What exactly is a distinguished point in the Riemann sum when defining the definite integral 
I do not understand what a distinguished point is. Is it a real number between endpoints $x_{i-1}$ and $x_{i}$, or something else?
(source https://en.wikipedia.org/wiki/Integral#Formalization)
 A: There are various constructions of the definite Riemann integral $\int_a^b f(x)\>dx$. All of them work with partitions
$${\cal P}:\quad a=x_0<x_1<x_2<\ldots<x_N=b$$
of the interval $[a,b]$, and some of them work with tagged partitions $({\cal P}, {\bf t})$  (or similarly notated), where in addition to the separating points $x_i$ of ${\cal P}$ we choose in each interval $[x_{i-1},x_i]$ $\>(1\leq i\leq N)$  an "evaluating point" $t_i$. These points $t_i$ are in no way "distinguished". The $t_i$ are just $N$ more "dummy variables" entering in the limiting process.

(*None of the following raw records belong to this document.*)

PR #1211, opened 2024-02-16
Fix modelmesh suite, add test for productbug RHOAIENG-2869

lugi0:


ods_ci/tests/Tests/400__ods_dashboard/420__model_serving/420__model_serving.robot
```diff
@@ -129,10 +133,47 @@ Test Inference With Token Authentication
...
+    ...    num_projects=4
+    [Teardown]    Run Keyword If Test Failed    Get Modelmesh Events And Logs
+    ...    server_name=${RUNTIME_NAME}    project_title=${PRJ_TITLE}
+
+Verify Editing Existing Model Deployment
+    [Documentation]    Tries editing an existing model deployment to see if the underlying deployment is updated
+    [Tags]    Sanity    Tier1
+    ...       ProductBug    RHOAIENG-2869
+    Open Data Science Projects Home Page
+    Create Data Science Project    title=${PRJ_TITLE}    description=${PRJ_DESCRIPTION}
```
manosnoam, line 148: To regress bug RHOAIENG-2869 we need to update existing model, which is tied to an existing DS project. 

i.e. we need to call this KW with `existing_project=${TRUE}` (and only after project `${PRJ_TITLE}` already exists, with same model name `${MODEL_NAME}`.

```suggestion
    Create Data Science Project    title=${PRJ_TITLE}    description=${PRJ_DESCRIPTION}    existing_project=${TRUE}
```

ods_ci/tests/Tests/400__ods_dashboard/420__model_serving/420__model_serving.robot
```diff
@@ -129,10 +133,47 @@
...
+    Create Model Server    token=${FALSE}    server_name=${RUNTIME_NAME}    existing_server=${TRUE}
+    Serve Model    project_name=${PRJ_TITLE}    model_name=${MODEL_NAME}    framework=tensorflow
+    ...    existing_data_connection=${TRUE}    data_connection_name=model-serving-connection
+    ...    model_path=inception_resnet_v2.pb
+    ${runtime_pod_name}=    Replace String Using Regexp    string=${RUNTIME_NAME}    pattern=\\s    replace_with=-
+    ${runtime_pod_name}=    Convert To Lower Case    ${runtime_pod_name}
+    Wait Until Keyword Succeeds    5 min  10 sec  Verify Openvino Deployment    runtime_name=${RUNTIME_POD_NAME}
+    Wait Until Keyword Succeeds    5 min  10 sec  Verify Serving Service
+    Verify Model Status    ${MODEL_NAME}    success
+    Set Suite Variable    ${MODEL_CREATED}    ${TRUE}
```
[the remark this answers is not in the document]
manosnoam: Nice tip, starting from Robot Framework 7.0 we can change to:
 ```suggestion
    VAR    ${MODEL_CREATED}    ${TRUE}
```

File: ods_ci/tests/Tests/400__ods_dashboard/420__model_serving/420__model_serving.robot [hunk 3]
```diff
@@ -129,10 +133,47 @@
...
+    ${url}    ${kserve}=    Get Model Route via UI    ${MODEL_NAME}
```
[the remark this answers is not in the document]
manosnoam: `Get Model Route Via UI` - In case you want to change everywhere

manosnoam (changes requested):
One comment how we should regress bug https://issues.redhat.com/browse/RHOAIENG-2869

ods_ci/tests/Tests/400__ods_dashboard/420__model_serving/420__model_serving.robot
```diff
@@ -129,10 +133,47 @@ Test Inference With Token Authentication
...
+    ${status_code}    ${response_text}=    Send Random Inference Request     endpoint=${url}    name=input
+    ...    shape={"B": 1, "H": 299, "W": 299, "C": 3}    no_requests=1
+    Should Be Equal As Strings    ${status_code}    200
+    Serve Model    project_name=${PRJ_TITLE}    model_name=${MODEL_NAME}    framework=openvino_ir
+    ...    existing_data_connection=${TRUE}    data_connection_name=model-serving-connection
+    ...    model_path=openvino-example-model    existing_model=${TRUE}
```
bdattoma, line 168: I wonder if it would be more clear to have a keyword `Edit Served Model`

bdattoma (approved):

ods_ci/tests/Tests/400__ods_dashboard/420__model_serving/420__model_serving.robot
lugi0: This is done in lines 166 to 168, where we try editing the existing model and querying it; I've done it this way in order to decouple this test from other ones, otherwise we'd always need to expect a DS Project to already exist with a given name and deployed model

manosnoam: Although in line 168 you use `existing_model=${TRUE}`, it will still be a different instance, even if the model name is the same. 
This is because we can have same model name across different DS projects, so it's different model instance.
To edit existing model, you must edit **_existing model in an existing DS project_**.

BTW,  see the new test `Verify Multiple Projects With Same Model` where we use the same model name, but in different project names, so we get multiple models with same name across different projects.

manosnoam: Oh I think I missed line 153, where you already created that model name in the project...
In that case, we're all good :)

manosnoam (approved):
minor linter comments if you want to change, not critical

ods_ci/tests/Tests/400__ods_dashboard/420__model_serving/420__model_serving.robot
bdattoma: I find it less readable and predictable

ods_ci/tests/Tests/400__ods_dashboard/420__model_serving/420__model_serving.robot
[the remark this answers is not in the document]
lugi0: Doing it in #1212

ods_ci/tests/Tests/400__ods_dashboard/420__model_serving/420__model_serving.robot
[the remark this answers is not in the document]
lugi0: We have yet to upgrade to RF7

ods_ci/tests/Tests/400__ods_dashboard/420__model_serving/420__model_serving.robot
lugi0: Sticking with this format for now, we can discuss tomorrow if we want to change it everywhere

The result of this limiting process is always the same, and is denoted by $\int_a^b f(x)\>dx$. When we just have partitions ${\cal P}$ we need additional "local infs and sups" to form lower and upper Riemann sums (i.e., "hidden limits")
$$L(f,{\cal P}):=\sum_{i=1}^N \inf\bigl\{f(t)\bigm|x_{i-1}\leq t\leq x_i\bigr\}\>(x_i-x_{i-1}),\qquad U(f,{\cal P}):=\ldots\ .$$
With tagged partitions we just look at sums
$$R(f,{\cal P}):=\sum_{i=1}^N f(t_i)\>(x_i-x_{i-1})\ ,$$
whereby the $t_i$-data are tacitly assumed, but not referred to in the $R$-notation.
A: If you remember the left-hand sum, right-hand sum, trapezoidal sum, etc. Those are ways of choosing your distinguished points and partitions. The integral exists when you are allowed to choose any distinguished point for any partition and take the limit as the length of your partitions goes to zero.